For multicast, use MulticastSocket (a subclass of DatagramSocket) and call joinGroup() on receivers:

import java.net.*;

public class MulticastReceiver {
    public static void main(String[] args) throws Exception {
        InetAddress group = InetAddress.getByName("230.0.0.1");
        try (MulticastSocket socket = new MulticastSocket(5000)) {
            socket.joinGroup(group);
            byte[] buffer = new byte[256];
            DatagramPacket packet = new DatagramPacket(buffer, buffer.length);
            socket.receive(packet);
            System.out.println("Multicast message: "
                + new String(packet.getData(), 0, packet.getLength()));
            socket.leaveGroup(group);
        }
    }
}

Key Trade-offs to Remember

No ordering guarantee — packets can arrive out of sequence. If order matters, add sequence numbers in your payload and sort at the receiver.
No delivery guarantee — implement retransmission or accept loss, depending on the use case.
No flow control or congestion control — a fast sender can overwhelm a slow receiver or a narrow link. You are responsible for rate-limiting.
Maximum datagram size — the UDP payload limit is 65,507 bytes (65,535 minus IP and UDP headers). For reliable large-data transfer, fragment at the application layer or use TCP.
Thread safety — DatagramSocket is not thread-safe. Use one socket per thread, or synchronize explicitly.

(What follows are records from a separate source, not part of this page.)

PR #1509, opened 2019-10-29
Update palindrome.py

percy07:
Add Doctests.

### DIFF
--- a/other/palindrome.py
+++ b/other/palindrome.py
@@ -1,5 +1,25 @@
 # Program to find whether given string is palindrome or not
 def is_palindrome(str):
+    """
+    This function return True is given string is Palindrom other wise return False.
+
+    >>> is_palindrome('MALAYALAM')
+    True
+    >>> is_palindrome('String')
+    False
+    >>> is_palindrome('rotor')
+    True
+    >>> is_palindrome('level')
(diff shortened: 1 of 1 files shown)


other/palindrome.py
```diff
@@ -1,5 +1,25 @@
 # Program to find whether given string is palindrome or not
 def is_palindrome(str):
```
cclauss: `str` is a builtin in Python so this usage "shadows" that builtin which is not a good idea.  Can you please change all occurrences of `str` with just plain `s`?

Also, please change the function signature by adding Python type hints: `def is_palindrome(s: str) -> bool:` and add similar type hints to the function `recursive_palindrome()`.

Let's add another function:
```python
def slice_palindrome(s: str) -> bool:
    return s == s[::-1]
```

other/palindrome.py
```diff
@@ -1,5 +1,25 @@
...
+    >>> is_palindrome('level')
+    True
+    >>> is_palindrome('A')
+    True
+    >>> is_palindrome('BB')
+    True
+    >>> is_palindrome('ABC')
+    False
+    """
+
```
cclauss: Please remove one of these two blank lines.

PR #1512, opened 2019-10-29
Update requirements.txt

percy07:
add two packages.
1. collections
2. itertools


cclauss:
These modules are already in the Python Standard Library.

PR #1517, opened 2019-10-29
Update basic_maths.py

percy07:
Add Doctests.

### DIFF
--- a/maths/basic_maths.py
+++ b/maths/basic_maths.py
@@ -2,64 +2,56 @@
 import math
 
 
-def prime_factors(n):
+def prime_factors(n: int) -> list:
     """Find Prime Factors.
-    >>> prime_factors(10)
-    [2,5]
+    >>> prime_factors(100)
+    [2, 2, 5, 5]
     """
     pf = []
     while n % 2 == 0:
         pf.append(2)
         n = int(n / 2)
-
     for i in range(3, int(math.sqrt(n)) + 1, 2):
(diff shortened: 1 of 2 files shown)


maths/basic_maths.py
```diff
@@ -41,7 +47,10 @@ def number_of_divisors(n):
 
 
 def sum_of_divisors(n):
-    """Calculate Sum of Divisors."""
+    """Calculate Sum of Divisors.
+    >>> sum_of_divisors(72)
+    195
```
cclauss: 195.0

maths/basic_maths.py
```diff
@@ -3,7 +3,10 @@
 
 
 def prime_factors(n):
-    """Find Prime Factors."""
+    """Find Prime Factors.
+    >>> prime_factors(10)
+    [2,5]
```
cclauss: [2, 5]  # doctests care about whitespace.

cclauss:
Please add type hints on all functions:
* `def prime_factors(n: int) -> list:`
* `def number_of_divisors(n: int) -> int:`
* `def sum_of_divisors(n: int) -> float:`  # or should it return an int?
* `def euler_phi(n: int) -> float:`  # or should it return an int?

cclauss:
It would be much cooler if your could make sure that these doctests pass on your own computer _before_ submitting the pull request: `python3 -m doctest -v maths/basic_maths.py`

PR #1523, opened 2019-10-30
Update quick_select.py

percy07:
Add Doctests.

### DIFF
--- a/searches/quick_select.py
+++ b/searches/quick_select.py
@@ -26,6 +26,16 @@ def _partition(data, pivot):
 
 
 def quickSelect(list, k):
+    """
+    >>> quickSelect([2,4,5,7,899,54,32], 5)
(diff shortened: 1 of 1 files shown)


searches/quick_select.py
```diff
@@ -26,6 +26,16 @@ def _partition(data, pivot):
 
 
 def quickSelect(list, k):
```
cclauss: Please change the function signature to be `def quick_select(items: list, index: int):`  This does the following...
1. Use a Pythonic function name instead of a function name from JavaScript.
2. Change the parameter __list__ to be __items__ because __list__ is a Python builtin data type so it is not a suitable variable name.
3. Add typehints for the list and the int
4. Change the parameter __k__ to be __index__ because that name is more self-documenting.

PR #1524, opened 2019-10-30
Fractional knapsack

ptarun:


cclauss:
Please look at the changes that have I made.  Please replace the URLs if you have better sources.  The doctest results surprise me because the `capacity` parameter is largely being ignored.  Are the doctest results what was expected?

poyea:

cclauss:
This is landed but...
> The doctest results surprise me because the capacity parameter is largely being ignored. Are the doctest results what was expected?_

PR #1527, opened 2019-10-30
Add log function

MarkMoretto:
I didn't see a file covering the log function.  This one takes a base argument with the default being 10.

The code was run through black, flake8, and doctest per contribution guidelines.

### DIFF
--- a/maths/log_function.py
+++ b/maths/log_function.py
@@ -1,0 +1,37 @@
+"""Logarithm function"""
+
+
+def log(x, base=10):
+    """
+    This function returns the log value of a given number.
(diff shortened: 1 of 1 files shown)


cclauss:
Please add tests for: log(-1), log(0), log(0.1), log(5), log(10_000)
The output should match `math.log()` in all cases.

```python
import math
print([math.log(x) for x in (0.1, 1, 5, 10, 100, 1_000, 10_000)])
```

MarkMoretto:
Hi and thanks!

Are we allowed to use unittest?  I don't know of another way to test an exception being raised or thrown.

PR #8803, opened 2023-06-07
Speed of sound

ShivaDahal99:
### Describe your change:

* [x] Add an algorithm?
* [ ] Documentation change?

### Checklist:


physics/speed_of_sound.py
```diff
@@ -0,0 +1,56 @@
...
+
+
+
+Source : https://en.wikipedia.org/wiki/Speed_of_sound
+"""
+
+
+class SpeedOfSound:
+    @staticmethod
+    def fluid(fluid_density: float, bulk_modulus: float) -> float:
```
cclauss, line 29: We don't really use the class so it seems like unnecessary overhead.
```suggestion
def speed_of_sound_in_a_fluid(density: float, bulk_modulus: float) -> float:
```

physics/speed_of_sound.py
```diff
@@ -0,0 +1,56 @@
...
+        """
+
+        if fluid_density <= 0:
+            raise ValueError("Impossible fluid density")
+        if bulk_modulus <= 0:
+            raise ValueError("Impossible bulk modulus")
+
+        speed_of_sound = (bulk_modulus / fluid_density) ** 0.5
+
+        return speed_of_sound
```
cclauss, line 50: Remove more unnecessary overhead...  The function name describes what we are returning to the caller.
```suggestion
        return (bulk_modulus / fluid_density) ** 0.5
```

cclauss (changes requested):
Nice!  Simple yet powerful.

CaedenPH (commented):
You have created an algorithm function that determines the speed of sound *in a fluid*, would it be possible to implement the same algorithm for the speed of sound in solids, vacuums, sea level static conditions, etc

PR #8824, opened 2023-06-16
Gradient boosting classifier

SannketNikam:
### Describe your change:

* [x] Add an algorithm?
* [ ] Documentation change?

### Checklist:


CaedenPH (changes requested):
Please put this code inside functions

tianyizheng02 (changes requested):
From the [contributing guidelines](https://github.com/TheAlgorithms/Python/blob/master/CONTRIBUTING.md):
> Algorithms in this repo should not be how-to examples for existing Python packages. Instead, they should perform internal calculations or manipulations to convert input values into different output values. Those calculations or manipulations can use data types, classes, or functions of existing Python packages but each algorithm in this repo should add unique value.

This PR just uses sklearn's existing GradientBoostingClassifier class and doesn't implement any part of the actual gradient boosting classification algorithm. Please implement the algorithm yourself. You can use packages such as numpy to help with calculations, but you shouldn't use packages like sklearn that do all the hard work for you.

Issue #8820, opened 2023-06-14
Create optimization folder


imengus:
### Feature description

I have implemented the simplex algorithm in Python, but I can’t find the appropriate category to place it in.

The simplex algorithm finds the best value of a function, while restricted by inequality constraints. It enters the linear programming sub-field of mathematical optimisation. 

Other linear programming algorithms include the:
- Criss-cross,
- Ellipsoid,
- Projective, and
- Input sparsity time 
algorithms.

I considered putting simplex in `other`, `math`, and `machine learning`:

For `other`, mathematical optimisation is an organised discipline and has many algorithms which could be implemented in Python, deserving its own folder.

For `math`, it is too applied to fit in with the pure math algorithms there.

For `machine learning`, while simplex finds use in ML, so it does in operations research, engineering and physics. It would be false to say simplex is an ML algorithm.

CaedenPH:
@cclauss @dhruvmanila 
What are your opinions on the creation of this directory?

PR #8825, opened 2023-06-16
Simplex algorithm 

imengus:
### Describe your change:
Fixes: #8820
Implements the simplex algorithm for solving linear programs.
Adds `linear_programming` folder.

* [x] Add an algorithm?
* [ ] Documentation change?

### Checklist:


linear_programming/simplex.py
```diff
@@ -0,0 +1,327 @@
...
+        ... [1,0,-0.125,0.375,1]
+        ... ])
+        >>> t = Tableau(tableau, 2)
+        >>> t.interpret_tableau(tableau, ["x1", "x2", "s1", "s2", "RHS"])
+        {'P': 5.0, 'x1': 1.0, 'x2': 1.0}
+        """
+        output_dict = {}
+
+        # P = RHS of final tableau
+        output_dict["P"] = abs(tableau[0, -1])
```
CaedenPH, line 301:
```suggestion
        # P = RHS of final tableau
        output_dict = {"P":  abs(tableau[0, -1])}
```

linear_programming/simplex.py
```diff
@@ -0,0 +1,327 @@
...
+        ['x1', 'x2', 's1', 's2', 's3', 'a1', 'RHS']
+        """
+        # decision | slack | artificial
+        string_starts = ["x", "s", "a"]
+        titles = []
+        for i in range(3):
+            for j in range(args[i]):
+                titles.append(string_starts[i] + str(j + 1))
+        titles.append("RHS")
+        return titles
```
CaedenPH, line 88: Much more consise
```suggestion
        return [string_starts[i] + str(j + 1) for j in range(args[i]) for i in range(3), "RHS"]
```

CaedenPH (changes requested):
1) Reformat all your doctests so that the `np.ndarray` utilises the full line length, as shown in one suggestion
2) In what scenarioes would you enter a different `tableau` into `pivot`, `find_pivot`, and other functions like this? In the doctests you just us `t.tableau` but if you refactor this to not accept a tableau input you can create more concise doctests such as `Tableau(np.array([[-2,-1,0,0,0], [3,1,1,0,6], [1,2,0,1,7.]]), 2).find_pivot()` without having to assign the variable `t`

linear_programming/simplex.py
imengus: This list comprehension doesn't work. For readability's sake, I'll stick with the for loops

imengus:
@cclauss here is the simplex algorithm I mentioned in the issue. Please could you review?

linear_programming/simplex.py
```diff
@@ -0,0 +1,318 @@
...
+            # If there are no more negative values in objective row
+            if self.stop_iter:
+                # Delete artificial variable columns and rows. Update attributes
+                self.tableau = self.change_stage(self.tableau)
+
+                # Pivot again
+                continue
+
+            self.tableau = self.pivot(self.tableau, row_idx, col_idx)
+            iter_num += 1
```
tianyizheng02, line 274:
```suggestion
        for _ in range(100):
            # Completion of each stage removes an objective. If both stages
            # are complete, then no objectives are left
            if not self.objectives:
                self.col_titles = self.generate_col_titles(
                    self.n_vars, self.n_slack, self.n_art_vars
                )

                # Find the values of each variable at optimal solution
                return self.interpret_tableau(self.tableau, self.col_titles)

            row_idx, col_idx = self.find_pivot(self.tableau)

            # If there are no more negative values in objective row
            if self.stop_iter:
                # Delete artificial variable columns and rows. Update attributes
                self.tableau = self.change_stage(self.tableau)
            else:
                self.tableau = self.pivot(self.tableau, row_idx, col_idx)
```
For-loops are more efficient than while-loops in Python, and they're easier to read in this case, IMO. Also,  the value of `iter_num` is never actually used

tianyizheng02 (changes requested):

linear_programming/simplex.py
imengus: Yes, agreed and thank you

cclauss (approved):

PR #8834, opened 2023-06-23
added floating discount rate support

Mike-gag:
The existing algorithm provided the ability to calculate the present value of a series of cash flows with a fixed discount rate, i enhanced it so it works with a floating discount rate. 
The basic functionallity has not been altered, the algorithm can be used as it was before without any problems.
Added doctests for new cases i introduced, also added new Errors and edge case tests.

- [x] This PR only changes one algorithm file. To ease review, please open separate PRs for separate algorithms.
- [x] All function parameters and return values are annotated with Python [type hints](https://docs.python.org/3/library/typing.html).
- [x] All functions have [doctests](https://docs.python.org/3/library/doctest.html) that pass the automated testing.
- [x] All new algorithms include at least one URL that points to Wikipedia or another similar explanation.


Mike-gag:
@cclauss i'd really appreciate some feedback

financial/present_value.py
```diff
@@ -1,38 +1,69 @@
...
 2. An array of cash flows, with the index of the cash flow being the associated year
 
 Note: This algorithm assumes that cash flows are paid at the end of the specified year
 """
 
 
-def present_value(discount_rate: float, cash_flows: list[float]) -> float:
+def present_value(discount_rates: list[tuple], cash_flows: list[float]) -> float:
     """
     >>> present_value(0.13, [10, 20.70, -293, 297])
```
cclauss, line 21: I am confused as to why line 21 delivers `4.69` in the old code and `4.15` in the new.
Will it do the same if `0.13` is changed to `[0.13]` on line 21.
I would like us to keep the old tests (with modifications if required) to prove that the old and new are equivelent.

financial/present_value.py
```diff
@@ -1,38 +1,69 @@
...
-    >>> present_value(0.07, [109129.39, 30923.23, 15098.93, 29734,39])
-    175519.15
-    >>> present_value(-1, [109129.39, 30923.23, 15098.93, 29734,39])
+    4.15
+    >>> present_value([(0.13, 4)], [10, 20.70, -293, 297])
+    4.15
+    >>> present_value([(0.03, 4), (0.05, 1)], [6, 6, 6, 106, 6])
+    115.85
+    >>> present_value([(0.05, 1), (0.07, 1), (0.02, 1), (0.04, 1)], \
+    [32.21, 324.45, 524.9, 12])
```
cclauss, line 28:
```suggestion
    >>> present_value([(0.05, 1), (0.07, 1), (0.02, 1), (0.04, 1)],
    ... [32.21, 324.45, 524.9, 12])
```

financial/present_value.py
Mike-gag: - I am confused as to why line 21 delivers 4.69 in the old code and 4.15 in the new.
The formula produces 4.15, i have no idea why it was 4.69 in the first place. You can cross check with the formula found [here](https://en.wikipedia.org/wiki/Present_value). Another test came up with wrong results, fixed it as well.

-  Will it do the same if 0.13 is changed to [0.13] on line 21?
no it will produce an error. The idea is if there is a fixed rate, the user need only provide a float number of the rate, and if its a floating rate, the user provides a list of tuples.There is no instance where a variable of type `[float]` is provided.

Mike-gag: @cclauss the `enumerate()` function starts counting from `0` where `i` in 
`cash_flow / ((1 + discount_rate) ** i) for i, cash_flow in enumerate(cash_flows)` should start counting from 1, not 0, hence the computational error in the previous iteration. My implementation produces the correct result.

cclauss: What does `enumerate(cash_flows, 1)` do?

cclauss: Should
`def present_value(discount_rates: list[tuple]` be changed to
`def present_value(discount_rates: float | list[tuple]`?

Mike-gag: > Should `def present_value(discount_rates: list[tuple]` be changed to `def present_value(discount_rates: float | list[tuple]`?

Yes that's better, changing it rn

Mike-gag: > What does `enumerate(cash_flows, 1)` do?

It fixes the problem but i think that's beside the point. The test cases in place had different results than my tests because the previous implementation calculated wrong results. My implementation provides the correct results which is why there were differences between the tests.

Mike-gag: @cclauss do i resolve the conversation or do i leave this up to reviewers? I'd appreciate a review at this time

PR #8856, opened 2023-07-08
Update prime_check.py

cvane238:
### Describe your change:

Add a condition to check if the last digit of the number is 0, 2, 4, 5, 6, or 8, indicating divisibility by 2 or 5. This optimization improves the function's performance for some cases as it allows early termination of non-primes with `False`.

### Checklist:

### DIFF
--- a/maths/prime_check.py
+++ b/maths/prime_check.py
@@ -40,7 +40,7 @@ def is_prime(number: int) -> bool:
 
     # Check if number is divisible by 2 or 5
     last_digit = number % 10
-    elif last_digit not in [1, 3, 7, 9]:
+    if last_digit not in [1, 3, 7, 9]:
          return False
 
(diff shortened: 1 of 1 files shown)


maths/prime_check.py
```diff
@@ -37,6 +37,12 @@ def is_prime(number: int) -> bool:
     if 1 < number < 4:
         # 2 and 3 are primes
         return True
+
+    # Check if number is divisible by 2 or 5
+    last_digit = number % 10
+    if last_digit not in [1, 3, 7, 9]:
+        return False
```
tianyizheng02, line 44: 5 is divisible by 5, and 5 is prime.

tianyizheng02 (commented):
This change is breaking other Python files that rely on this function, so unfortunately I think it's best that we don't merge this.

PR #8868, opened 2023-07-15
adding a split workload algorithm

meg-1:
### Describe your change:

This algorithm is a case of the partition problem. it accepts a multiset ( list ) of positive integers, distributes them, and returns a tuple, containing two lists, with minimal difference between their sums. This algorithm can be used to find the optimal even distribution of task timings.

* [x] Add an algorithm?
* [ ] Documentation change?

### Checklist:


scheduling/split_workload.py
```diff
@@ -0,0 +1,80 @@
+from math import fabs
+
+
+def split_list(timings: list) -> tuple:
+    """
```
rohan472000, line 5: where is the code for this method?

scheduling/split_workload.py
```diff
@@ -0,0 +1,80 @@
...
+    >>> split_list(["12.5", "10", "11", "9"])
+    ([10, 11], [12.5, 9], 0.5)
+    >>> split_list(["twelve", "ten", "eleven", "nine"])
+    ([0], [0, 0, 0], 0)
+
+    """
+
+    result = None
+
+    def split_workload(arr: list) -> tuple:
```
rohan472000, line 29: what will this function `split_workload` do? provide description.

tianyizheng02: It appears that the inner function `split_workload` is the actual algorithm, while the outer function `split_list` merely validates the input list before running `split_workload`.

@meg-1 Instead of handling different input types in an outer function and then always calling an inner function, I think the code structure would be a lot simpler if you wrote the code all in one function:
```py
def split_workload(timings: list) -> tuple:    # Make type hints more specific
    # Validate input at the top, performing any necessary type checks and conversions
    # (currently what split_list is doing)
    
    # The actual algorithm body (currently what split_workload is doing):
    if len(arr) == 0:
        ...
    if len(arr) == 1:
        ...
    n = len(arr)
    smallest_diff = float("inf")
    ...
    ...
    return result
```

scheduling/split_workload.py
```diff
@@ -0,0 +1,80 @@
...
+                    timings[val] = fabs(float(current_element))
+                else:
+                    timings[val] = abs(int(float(current_element)))
+            else:
+                timings[val] = 0
+        result = split_workload(timings)
+
+    except ValueError:
+        timings = [c * -1 if c < 0 else c for c in timings]
+        result = split_workload(timings)
```
tianyizheng02, line 74: If the timings must be non-negative, then I don't think it's right to automatically convert negative timings. Strictly speaking, the output wouldn't be "correct" since the algorithm would actually be working a different input than the one provided. I think it's better to just raise a `ValueError` in this case.

However, if one were to convert the timings like this, it'd be easier to just use `abs` anyway:
```py
timings = [abs(c) for c in timings]
```

scheduling/split_workload.py
tianyizheng02, line 1: This algorithm is a brute-force search over (nearly) all $2^n$ possible partitions, which is incredibly inefficient. It's fine to include brute-force algorithms like this for educational purposes, but you should at least make that point clear by explicitly stating how the algorithm works and providing the asymptotic runtime ($O(2^n n)$ in this case I think?)

tianyizheng02 (changes requested):

tianyizheng02:
> This algorithm is a case of the partition problem.

I think it's more accurate to say that this algorithm _is_ a solution to the partition problem rather than a special case of the partition problem. Because of this, I'm not sure if it's accurate to categorize this as a scheduling algorithm, since the problem and the algorithm are for more than just scheduling.

scheduling/split_workload.py
meg-1: Thank you very much for your detailed and structured code review! I appreciate your time and have implemented all suggestions i can :))

meg-1:
https://github.com/TheAlgorithms/Python/pull/8868#discussion_r1264594132 regarding this, first off thank you for your recommendations very much! The only question i have is that while implementing this one, I tried using: 
`def split_list(timings: List[Union[int, float, str]]) -> Tuple[List[Union[int, float]]]:`
(which, as i know, is one of the newest notations) as a type hint, however the Ruff tests don't pass. How would you recommend I go around this?
I have investigated this issue: https://github.com/astral-sh/ruff/issues/4843
As I understand, this is strictly a Ruff issue.

sorts/split_workload.py
```diff
@@ -0,0 +1,72 @@
...
+                timings[i] = abs(int(float(current_element)))
+        elif isinstance(current_element, (int, float)):
+            timings[i] = abs(current_element)
+        else:
+            raise ValueError("only numbers please")
+
+    if len(timings) == 0:
+        return ([], [], 0)
+    elif len(timings) == 1:
+        return ([timings[0]], [], 1)
```
CaedenPH, line 50: If it returns the third index as the difference, should this not be
```suggestion
        return ([timings[0]], [], timings[0])
```

CaedenPH, line 50: If it returns the third index as the difference, should this not be
```suggestion
        return ([timings[0]], [], timings[0])
```

sorts/split_workload.py
```diff
@@ -0,0 +1,72 @@
...
+    else:
```
CaedenPH, line 51: This else isn't necessary because you return

CaedenPH, line 51: This else isn't necessary because you return

CaedenPH, line 51: This else isn't necessary because you return

CaedenPH, line 51: This else isn't necessary because you return

CaedenPH, line 51: This else isn't necessary because you return

sorts/split_workload.py
CaedenPH, line 50: If it returns the third index as the difference, should this not be
```suggestion
        return ([timings[0]], [], timings[0])
```

sorts/split_workload.py
```diff
@@ -0,0 +1,72 @@
...
+        ):
+            is_current_elem_int = float(current_element).is_integer()
+            if not is_current_elem_int:
+                timings[i] = abs(float(current_element))
+            else:
+                timings[i] = abs(int(float(current_element)))
+        elif isinstance(current_element, (int, float)):
+            timings[i] = abs(current_element)
+        else:
+            raise ValueError("only numbers please")
```
CaedenPH, line 45:
```suggestion
            raise ValueError("Timings must be a list of numbers")
```

sorts/split_workload.py
```diff
@@ -0,0 +1,72 @@
...
+
+def split_list(timings: List[Union[int, float, str]]) -> Tuple[List[Union[int, float]]]:
+    """
+
+    This algorithm is a brute-force search over (nearly) all 2^n
+    possible partitions and was created for educational purposes.
+    the asymptotic runtime of this code is: O(n * 2^n)
+
+    this is a case of the partition problem.
+    it accepts a multiset ( list ) of positive integers,
```
CaedenPH, line 12: It says here that the list must be of positive, but there is a working test including a list of negative numbers

CaedenPH (changes requested):
Because there are many different paths in the function, could you add some more doctests for each path, for example empty lists

meg-1:
> Because there are many different paths in the function, could you add some more doctests for each path, for example empty lists

Thank you very much for your detailed code review! All suggestions have been worked through and implemented :))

Consider NIO for high-throughput UDP servers. java.nio.channels.DatagramChannel lets you use non-blocking I/O and a selector, multiplexing thousands of peers on a single thread — the same approach that powers high-performance game servers and streaming infrastructure.

Summary

UDP trades reliability for speed. Java's DatagramSocket and DatagramPacket give direct, low-overhead access to this protocol. Use UDP when latency matters more than guaranteed delivery, when the payload fits in one packet, or when broadcast and multicast are required. Implement any necessary reliability — retransmission, ordering, deduplication — in your application layer, and set a SO_TIMEOUT on every receive call to prevent indefinite blocking.